- RECORDS FOR THIS TASK
________________________

PR #4589, opened 2024-01-29
Fix some unit tests which did not declare their dependency on HTTP

bgavrilMS:
To repro: 

1. Disconnect from Internet
2. Run affected UT

Actual: test fails with Socket exception (the instance discovery fails)
Expected: unit tests should not depend on HTTP

### DIFF
--- a/tests/Microsoft.Identity.Test.Common/Core/Mocks/MockHttpManager.cs
+++ b/tests/Microsoft.Identity.Test.Common/Core/Mocks/MockHttpManager.cs
@@ -15,6 +15,7 @@ using Microsoft.Identity.Client;
 using Microsoft.Identity.Client.Core;
 using Microsoft.Identity.Client.Http;
 using Microsoft.VisualStudio.TestTools.UnitTesting;
+using NSubstitute;
 
 namespace Microsoft.Identity.Test.Common.Core.Mocks
 {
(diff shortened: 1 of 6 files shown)


tests/Microsoft.Identity.Test.Common/Core/Mocks/MockHttpManager.cs
```diff
@@ -71,6 +72,15 @@ public MockHttpMessageHandler AddMockHandler(MockHttpMessageHandler handler)
 
         public int QueueSize => _httpMessageHandlerQueue.Count;
 
+        /// <summary>
+        /// For use only in threads that spin many threads. Not thread safe.
```
bgavrilMS, line 76:
```suggestion
        /// For use only in tests that spin many threads. Not thread safe.
```

tests/Microsoft.Identity.Test.Common/Core/Mocks/MockHttpManager.cs
```diff
@@ -15,6 +15,7 @@
 using Microsoft.Identity.Client.Core;
 using Microsoft.Identity.Client.Http;
 using Microsoft.VisualStudio.TestTools.UnitTesting;
+using NSubstitute;
```
bgavrilMS, line 18:
```suggestion
```

PR #4590, opened 2024-01-31
improve perf for claims parsing

SimonCropp:
so the previous code used `ClaimsPrincipal.FindFirst`

which is effectively

```
foreach (var identity in claimsPrincipal.Identities)
{
    foreach (Claim claim in identity.Claims)
    {
        if (string.Equals(claim.Type, type, StringComparison.OrdinalIgnoreCase))
        {
            return claim
        }
    }
}
```

but we already know the Principal will only have one Identity. and we know the claims of that Identity will be the `claims` variable

so just do a lookup on  `claims` avoiding the nested looping. 

also less code and more readable code


bgavrilMS (approved):

src/client/Microsoft.Identity.Client/Internal/IdToken.cs
```diff
@@ -79,6 +80,28 @@ public string GetUniqueId()
...
+                PreferredUsername = FindClaim(claims, IdTokenClaim.PreferredUsername),
+                Name = FindClaim(claims, IdTokenClaim.Name),
+                Email = FindClaim(claims, IdTokenClaim.Email),
+                Upn = FindClaim(claims, IdTokenClaim.Upn),
+                GivenName = FindClaim(claims, IdTokenClaim.GivenName),
+                FamilyName = FindClaim(claims, IdTokenClaim.FamilyName)
+            };
+
+            static string FindClaim(List<Claim> claims, string type) =>
+                claims.SingleOrDefault(_ => string.Equals(_.Type, type, StringComparison.OrdinalIgnoreCase))?.Value;
```
SimonCropp, line 102: @bgavrilMS do u want a SingleOrDefault or a FirstOrDefault

i guess my real question is hos should duplicate claim types be handled when parsing?

bgavrilMS: Good question. An ID Token must be a JWT token https://openid.net/specs/openid-connect-core-1_0.html#IDToken and in a JWT token the claim names must be unique https://www.rfc-editor.org/rfc/rfc7519.html#page-8

So I think `SingleOrDefault` is appropriate, i.e. it's better to fail in case a duplicate claim exists.

trwalke (approved):

PR #4592, opened 2024-01-31
elide OnBefore

SimonCropp:
given it is the fast path, and they are relatively simple methods, is it worth eliding them?

### DIFF
--- a/src/client/Microsoft.Identity.Client/TokenCache.Notifications.cs
+++ b/src/client/Microsoft.Identity.Client/TokenCache.Notifications.cs
@@ -41,14 +41,16 @@ namespace Microsoft.Identity.Client
                 (this as ITokenCacheInternal).IsAppSubscribedToSerializationEvents();
         }
 
-        async Task ITokenCacheInternal.OnAfterAccessAsync(TokenCacheNotificationArgs args)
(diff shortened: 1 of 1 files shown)


src/client/Microsoft.Identity.Client/TokenCache.Notifications.cs
```diff
@@ -41,28 +41,31 @@ bool ITokenCacheInternal.IsExternalSerializationConfiguredByUser()
                 (this as ITokenCacheInternal).IsAppSubscribedToSerializationEvents();
         }
 
-        async Task ITokenCacheInternal.OnAfterAccessAsync(TokenCacheNotificationArgs args)
+        Task ITokenCacheInternal.OnAfterAccessAsync(TokenCacheNotificationArgs args)
         {
             AfterAccess?.Invoke(args);
```
bgavrilMS, line 46: `AfterAccess` calls a user defined callback, which can error out. I am not sure it's worth testing all implications for this potential perf gain.

bgavrilMS (changes requested):
Code before elided method can throw exception, and removal of `async` changes the behavior of exceptions. Not sure testing this is worth the ROI

PR #4594, opened 2024-01-31
better perf in MergeDifferentEntries

SimonCropp:
fast path

removes a tolist alloc and a lambda alloc


src/client/Microsoft.Identity.Client/Utils/EnumerableExtensions.cs
```diff
@@ -58,13 +58,18 @@ internal static bool ContainsOrdinalIgnoreCase(this IEnumerable<string> set, str
             this IDictionary<TKey, TValue> source,
             IDictionary<TKey, TValue> other)
         {
-            other?.ToList().ForEach(x =>
+            if (source == null)
```
pmaytak, line 61:
```suggestion
            if (source == null || other == null)
```

bgavrilMS:
Btw, we already have a Performance test project setup which runs Benchmark.NET - feel free to reuse it.

SimonCropp:
>  I have been bitten by linq many times...

but this removes the linq

bgavrilMS (approved):

PR #4613, opened 2024-02-05
#4605 Only include needed packages

### LINKED ISSUE #4605: Only include dependencies not provided by the framework
### Summary
The nuget packages should only have dependencies on libraries which are not provided by the framework

### Proposal
The System.Io.FileSystem.AccessControl is conditionally added based on target framework so that it is not included for the newer frameworks

thompson-tomo:
Fixes #4605 

- Add net 6 as TFM for Microsoft.Identity.Client.Extensions.Msal
- Make System.IO.FileSystem.AccessControl only included for Net standard 2.0 in Microsoft.Identity.Client.Extensions.Msal

**Documentation**

### DIFF
--- a/src/client/Microsoft.Identity.Client.Extensions.Msal/Microsoft.Identity.Client.Extensions.Msal.csproj
+++ b/src/client/Microsoft.Identity.Client.Extensions.Msal/Microsoft.Identity.Client.Extensions.Msal.csproj
@@ -1,7 +1,7 @@
 <Project Sdk="Microsoft.NET.Sdk">
 
   <PropertyGroup>
-    <TargetFrameworks>netstandard2.0</TargetFrameworks>
+    <TargetFrameworks>netstandard2.0;net6.0</TargetFrameworks>
   </PropertyGroup>
 
   <PropertyGroup Label="NuGet and AssemblyInfo metadata">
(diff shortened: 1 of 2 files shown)


bgavrilMS:
Hi @thompson-tomo - I understand your approach now and thank you for the time to create this. We don't want to add a new TFM to this package - it'll increase build time and we'll have to do some testing on it etc. The dependency is low risk as it's owned by the .NET team. 

Aside: I don't understand the need to remove System.Diagnostics.DiagnosticSource. This is used for MSAL to emit some metrics through Open Telemetry

thompson-tomo:
@bgavrilMS in relation to System.Diagnostic.DiagnosticSource the new target framework's natively provide the library hence the explicit package reference is not needed.

bgavrilMS:
> @bgavrilMS in relation to System.Diagnostic.DiagnosticSource the new target framework's natively provide the library hence the explicit package reference is not needed.
> 
> For the additional TFM to eliminate an explicit dependency, I wonder how much testing would be needed given said package is extremely likely to be the same as the provided by the framework. This is the case based on the fact that the package has not been updated in quite a whil3.

Ok, you make a good point. Can you please leave just the TFM changes in there, i.e. do not include the System.Diagnostics removal?

bgavrilMS:
@neha-bhargava - a heads up for System.Diagnostics.

thompson-tomo:
@bgavrilMS change made as requested and have been pushed.

bgavrilMS (approved):

pmaytak (approved):

PR #4614, opened 2024-02-06
Update installEdgeDriver.ps1 to fetch Edge version dynamically

gladjohn:
**Fixes #**
OneBranch build failure

**Changes proposed in this request :** 
gets the edge version of the build machine and uses the version to download the edge driver.

**Testing :** 
builds and local powershell

**Performance impact :** 
none

**Documentation :** 
n/a


build/installEdgeDriver.ps1
```diff
@@ -1,4 +1,7 @@
-$url = "https://msedgedriver.azureedge.net/119.0.2151.72/edgedriver_win64.zip" #Chrome Driver from https://developer.microsoft.com/en-us/microsoft-edge/tools/webdriver/
+# Get the installed version of Microsoft Edge
+$edgeVersion = (Get-Item "C:\Program Files (x86)\Microsoft\Edge\Application\msedge.exe").VersionInfo.ProductVersion
```
bgavrilMS, line 2: Can you error out with some message if this is null?

bgavrilMS, line 2: Use %PROGRAMFILES(x86)% to avoid hardcoding ?

build/installEdgeDriver.ps1
```diff
@@ -1,4 +1,7 @@
...
+
+$url = "https://msedgedriver.azureedge.net/$edgeVersion/edgedriver_win64.zip" #Chrome Driver from https://developer.microsoft.com/en-us/microsoft-edge/tools/webdriver/
```
bgavrilMS, line 4:
```suggestion
$url = "https://msedgedriver.azureedge.net/$edgeVersion/edgedriver_win64.zip" #Edge Driver from https://developer.microsoft.com/en-us/microsoft-edge/tools/webdriver/
```

build/installEdgeDriver.ps1
gladjohn: added error checks

pmaytak (approved):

________________________

Go through the entries above and copy each line holding the string "TargetFrameworks".

- WORKED SOLUTION
-    <TargetFrameworks>netstandard2.0</TargetFrameworks>
+    <TargetFrameworks>netstandard2.0;net6.0</TargetFrameworks>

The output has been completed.